PR #91, opened 2023-04-13
Added a new algorithm to the OIT sample

mdagois:
* Added the first buffer-based algorithm (buckets)
* Added a way to find out if the hardware supports fragment shader stores and atomics
* Fixed an issue that was preventing the creation of a draw pass without depth/stencil
* Performed some code clean up based on the previous PR comments

### DIFF
--- a/projects/oit_demo/Buffer.cpp
+++ b/projects/oit_demo/Buffer.cpp
@@ -16,6 +16,8 @@
 
 void OITDemoApp::SetupBuffer()
 {
+    mBuffer.countTextureNeedClear = true;
+
     // Count texture
     {
         grfx::TextureCreateInfo createInfo         = {};
@@ -67,12 +69,11 @@ void OITDemoApp::SetupBuffer()
 
     // Gather pass
     {
-        grfx::DrawPassCreateInfo2 createInfo  = {};
-        createInfo.width                      = mBuffer.countTexture->GetWidth();
-        createInfo.height                     = mBuffer.countTexture->GetHeight();
-        createInfo.renderTargetCount          = 0;
-        createInfo.pDepthStencilImage         = nullptr;
-        createInfo.renderTargetClearValues[0] = {0, 0, 0, 0};
+        grfx::DrawPassCreateInfo2 createInfo = {};
+        createInfo.width                     = mBuffer.countTexture->GetWidth();
+        createInfo.height                    = mBuffer.countTexture->GetHeight();
+        createInfo.renderTargetCount         = 0;
+        createInfo.pDepthStencilImage        = nullptr;
         PPX_CHECKED_CALL(GetDevice()->CreateDrawPass(&createInfo, &mBuffer.gatherPass));
     }
 
@@ -91,7 +92,7 @@ void OITDemoApp::SetupBuffer()
 
         PPX_CHECKED_CALL(GetDevice()->AllocateDescriptorSet(mDescriptorPool, mBuffer.gatherDescriptorSetLayout, &mBuffer.gatherDescriptorSet));
 
-        grfx::WriteDescriptor writes[4] = {};
+        std::array<grfx::WriteDescriptor, 4> writes = {};
 
         writes[0].binding      = SHADER_GLOBALS_REGISTER;
         writes[0].type         = grfx::DESCRIPTOR_TYPE_UNIFORM_BUFFER;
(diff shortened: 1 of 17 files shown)


projects/oit_demo/Buffer.cpp
```diff
@@ -0,0 +1,294 @@
...
+    }
+
+    // Gather pass
+    {
+        grfx::DrawPassCreateInfo2 createInfo  = {};
+        createInfo.width                      = mBuffer.countTexture->GetWidth();
+        createInfo.height                     = mBuffer.countTexture->GetHeight();
+        createInfo.renderTargetCount          = 0;
+        createInfo.pDepthStencilImage         = nullptr;
+        createInfo.renderTargetClearValues[0] = {0, 0, 0, 0};
```
vettoreldaniele, line 75: Since we have no render targets, you can omit this

projects/oit_demo/Buffer.cpp
```diff
@@ -0,0 +1,294 @@
...
+        grfx::DescriptorSetLayoutCreateInfo layoutCreateInfo = {};
+        layoutCreateInfo.bindings.push_back(grfx::DescriptorBinding{SHADER_GLOBALS_REGISTER, grfx::DESCRIPTOR_TYPE_UNIFORM_BUFFER, 1, grfx::SHADER_STAGE_ALL_GRAPHICS});
+        layoutCreateInfo.bindings.push_back(grfx::DescriptorBinding{CUSTOM_TEXTURE_0_REGISTER, grfx::DESCRIPTOR_TYPE_SAMPLED_IMAGE, 1, grfx::SHADER_STAGE_ALL_GRAPHICS});
+        layoutCreateInfo.bindings.push_back(grfx::DescriptorBinding{CUSTOM_UAV_0_REGISTER, grfx::DESCRIPTOR_TYPE_STORAGE_IMAGE, 1, grfx::SHADER_STAGE_ALL_GRAPHICS});
+        layoutCreateInfo.bindings.push_back(grfx::DescriptorBinding{CUSTOM_UAV_1_REGISTER, grfx::DESCRIPTOR_TYPE_STORAGE_IMAGE, 1, grfx::SHADER_STAGE_ALL_GRAPHICS});
+        PPX_CHECKED_CALL(GetDevice()->CreateDescriptorSetLayout(&layoutCreateInfo, &mBuffer.gatherDescriptorSetLayout));
+
+        PPX_CHECKED_CALL(GetDevice()->AllocateDescriptorSet(mDescriptorPool, mBuffer.gatherDescriptorSetLayout, &mBuffer.gatherDescriptorSet));
+
+        grfx::WriteDescriptor writes[4] = {};
```
vettoreldaniele, line 94: Use `std::array<WriteDescriptor, 4>` so you can do `.size()` later.  Same for similar uses below

projects/oit_demo/Buffer.cpp
```diff
@@ -0,0 +1,294 @@
...
+        PPX_CHECKED_CALL(GetDevice()->CreateGraphicsPipeline(&gpCreateInfo, &mBuffer.combinePipeline));
+
+        GetDevice()->DestroyShaderModule(VS);
+        GetDevice()->DestroyShaderModule(PS);
+    }
+}
+
+void OITDemoApp::RecordBuffer()
+{
+    static bool sTextureNeedClear = true;
```
vettoreldaniele, line 223: Can you move this inside of `mBuffer` to avoid using static?

projects/oit_demo/Buffer.cpp
```diff
@@ -0,0 +1,294 @@
...
+            grfx::RESOURCE_STATE_RENDER_TARGET,
+            grfx::RESOURCE_STATE_SHADER_RESOURCE,
+            grfx::RESOURCE_STATE_SHADER_RESOURCE,
+            grfx::RESOURCE_STATE_SHADER_RESOURCE);
+
+        sTextureNeedClear = false;
+    }
+
+    {
+        mCommandBuffer->TransitionImageLayout(mBuffer.countTexture, 0, 1, 0, 1, grfx::RESOURCE_STATE_SHADER_RESOURCE, grfx::RESOURCE_STATE_GENERAL);
```
vettoreldaniele, line 248: We generally use `PPX_ALL_SUBRESOURCES`, e.g.:
```
mCommandBuffer->TransitionImageLayout(mBuffer.countTexture, PPX_ALL_SUBRESOURCES, grfx::RESOURCE_STATE_SHADER_RESOURCE, grfx::RESOURCE_STATE_GENERAL);
```

vettoreldaniele (changes requested):

projects/oit_demo/Buffer.cpp
mdagois: I moved the variable into mBuffer. Fixed.

projects/oit_demo/Buffer.cpp
mdagois: I switched to using std::array for WriteDescriptors in all algorithms.

vettoreldaniele:
Seems there is a conflicting file (probably needs rebase?)

mdagois:
> Seems there is a conflicting file (probably needs rebase?)

Someone had fixed a warning I had also fixed. I rebased to the latest main. That should do the trick.

vettoreldaniele:
I think the README update is missing, otherwise looks fine to me

mdagois:
> I think the README update is missing, otherwise looks fine to me

Oh my! You are right. I forgpt the reafme. I will update it tomorrow and push again. :)

mdagois:
I updated the README. Please have a look.

Issue #80, opened 2023-04-07
android: allow reusing Android files for multiple samples


Keenuts:
Right now, the chosen sample is hard-coded in the manifest. We should find a way to reuse those. Probably with a manifest template, generating the real manifest at build time.
Or maybe we should pack all samples in one APK and have a way to select the one we start (each sample being an activity entrypoint?)

at-ninja:
This should be doable with [build variants](https://developer.android.com/build/build-variants) to allow choosing a project from the command line or Android Studio. I'm happy to take this issue.

Keenuts:
Just so you know, I'm working on a PR to cleanup the android build, which will change it quite a lot. If everything goes well, the manifest will have en entry to determine the build.
So should be fine with build variant, just don't invest too much time right now?

Keenuts:
@at-ninja while cleaning up the android build, I found a way to not hardcode the library name in the MainActivity and manifest, thanks to your suggestion.
So seems like what will be needed it create multiple build variants.
And maybe tweak the build so we don't embedded all the .so in the APK, but only the one we load.

Keenuts:
> Just a high level comment. For Android, each sample application should target its own APK and be separately debuggable from the IDE.

Yes, that's what I intend to have. What I meant by not hardcoding is not to have 1 manifest by app in the repo. But of course, once compiled, we get 1 sample per APK.

apazylbe:
@Keenuts is this fixed with https://github.com/google/bigwheels/pull/101 ?

Keenuts:
Yes, thanks, forgot to close!

PR #94, opened 2023-04-13
android: cleanup android build

### LINKED ISSUE #75: Cleanup root folder from optional Android files
https://github.com/google/bigwheels/pull/46 brought Android support, but cluttered the project. We should be able to remove many optional things (custom theme, proguard, etc)

Keenuts:
This commit removes most unused files for an Android build, and tried
to simplify the build.
It gives a starting point for #80 as is provides build variants and
removes sample name duplication in the manifest and activity.

Fixes #75


Keenuts:
This CL shouldn't be merged until https://github.com/google/bigwheels/pull/93 is merged (as it's based on this commit)

Keenuts:
What we should end-up with is probably a mix, as there are some good ideas on how to handle the multi-projects on the other PR.
Main incompatibility is around the library: this project still keeps all projects as independent .so. Meaning the activity could load any of these.

Keenuts:
Created a new PR to "rebase" #90 on top of this (#101).

local.properties
vettoreldaniele, line 1: This should be in the git ignore?

vettoreldaniele (commented):
Seems reasonable to me but I don't have experience with Android builds - maybe ask Shan to double check these?

local.properties
Keenuts: Yes, missed that, thanks!

vettoreldaniele (approved):
It's probably time to add a Gradle build to the CI (after this PR series) :)

https://docs.gradle.org/current/userguide/github-actions.html

build.gradle
apazylbe, line 1: I am just curious, is there a reason to move these android related files (build.gradle, gradle.properties, gradlew, settings.gradle) out of android directory?

shanminchao:
> Seems reasonable to me but I don't have experience with Android builds - maybe ask Shan to double check these?

I think Nathan understands the Android build system stuff way better than I do by now. :)

His flattening of the build structure fixes a lot of nastiness with my initial commits, and imo it's much cleaner now.
I also verified this PR works as expected on my Pixel 6.

PR #96, opened 2023-04-13
Remove FXC/DXBC support in favor of DXIL-only for DX12

vettoreldaniele:
Further simplifies the framework, and asset handling.


vettoreldaniele:
I've uncovered a bug in our CMake rules that cause duplicate targets which rarely created problems in the past but easier to hit now that there are less targets. I'll work on fixing that and unblock the CI.

vettoreldaniele:
> I've uncovered a bug in our CMake rules that cause duplicate targets which rarely created problems in the past but easier to hit now that there are less targets. I'll work on fixing that and unblock the CI.

I've made some progress in identifying the problem but it's very annoying. We use `MAIN_DEPENDENCY` to create shader compile commands for Visual Studio, which forces VS to use the custom command instead of trying to "compile" the shader using the built-in VS function (which uses FXC). The problem is that CMake says you can only ever use one file as a `MAIN_DEPENDENCY`. Since we compile the same HLSL shader multiple times (one for each stage) this creates duplicate targets. I'm thinking of a solution.

chaoticbob:
> > I've uncovered a bug in our CMake rules that cause duplicate targets which rarely created problems in the past but easier to hit now that there are less targets. I'll work on fixing that and unblock the CI.
> 
> I've made some progress in identifying the problem but it's very annoying. We use `MAIN_DEPENDENCY` to create shader compile commands for Visual Studio, which forces VS to use the custom command instead of trying to "compile" the shader using the built-in VS function (which uses FXC). The problem is that CMake says you can only ever use one file as a `MAIN_DEPENDENCY`. Since we compile the same HLSL shader multiple times (one for each stage) this creates duplicate targets. I'm thinking of a solution.

The old/original version of the CMake rules got around this by assigning specific tags to each *target*. For instance if the high level shader target was `my_vs_shader` it would become `my_vs_shader_dxil` or `my_vs_shader_spv`. This of course meant you couldn't have two high level targets named the samething - but that's probably not too different from what's happening now.

vettoreldaniele:
> > > I've uncovered a bug in our CMake rules that cause duplicate targets which rarely created problems in the past but easier to hit now that there are less targets. I'll work on fixing that and unblock the CI.
> > 
> > 
> > I've made some progress in identifying the problem but it's very annoying. We use `MAIN_DEPENDENCY` to create shader compile commands for Visual Studio, which forces VS to use the custom command instead of trying to "compile" the shader using the built-in VS function (which uses FXC). The problem is that CMake says you can only ever use one file as a `MAIN_DEPENDENCY`. Since we compile the same HLSL shader multiple times (one for each stage) this creates duplicate targets. I'm thinking of a solution.
> 
> The old/original version of the CMake rules got around this by assigning specific tags to each _target_. For instance if the high level shader target was `my_vs_shader` it would become `my_vs_shader_dxil` or `my_vs_shader_spv`. This of course meant you couldn't have two high level targets named the samething - but that's probably not too different from what's happening now.

It's unfortunately worse than that (in fact, the fact we're generating multiple targets is the problem for VS). I opened https://github.com/google/bigwheels/issues/97.

vettoreldaniele:
Ok, I've added a CI workaround for issue #97 until it's fixed, and also upgraded the CI workflow to use a newer version of Windows and to download and use the latest DX software rasterizer which has shader model 6.5 support.

dnovillo:
So, does this mean that we are now forced to build with `-j1` in Windows until #97 is fixed?

vettoreldaniele:
It was always the case. This PR just makes the problem more visible in the CI. Most users won't see this problem building one project at a time, it only occurs when building the entire solution at once (which is not a common case if you're working on one sample). As a temporary workaround, you can always trigger the build multiple times until it works (doing it twice almost always solves the problem for me).

dnovillo:
Oh, OK.  In that case, it's not a big problem.  We can put this in and fix
#97 separately.

dnovillo:
While #97 is outstanding, would you mind adding a small note in the README file about the issue?  I agree that it's not a huge deal, but it may trip folks building the whole thing.  Thanks.

LGTM with that addition.

dnovillo (approved):

vettoreldaniele:
> While #97 is outstanding, would you mind adding a small note in the README file about the issue? I agree that it's not a huge deal, but it may trip folks building the whole thing. Thanks.
> 
> LGTM with that addition.

Done.

PR #101, opened 2023-04-17
build: add support for standalone XR devices

Keenuts:
This commit is a rewrite of #90 to make it work with the Android build refactoring (#94).

Co-authored-by: Drew Thomas <async@google.com>


build.gradle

....

Task statement:
In the listing above, find the line containing "Issue #80, opened 2023-04-07" and the line containing "Just so you", then repeat those two lines and everything between them exactly.

Worked solution:
Issue #80, opened 2023-04-07
android: allow reusing Android files for multiple samples


Keenuts:
Right now, the chosen sample is hard-coded in the manifest. We should find a way to reuse those. Probably with a manifest template, generating the real manifest at build time.
Or maybe we should pack all samples in one APK and have a way to select the one we start (each sample being an activity entrypoint?)

at-ninja:
This should be doable with [build variants](https://developer.android.com/build/build-variants) to allow choosing a project from the command line or Android Studio. I'm happy to take this issue.

Keenuts:
Just so you know, I'm working on a PR to cleanup the android build, which will change it quite a lot. If everything goes well, the manifest will have en entry to determine the build.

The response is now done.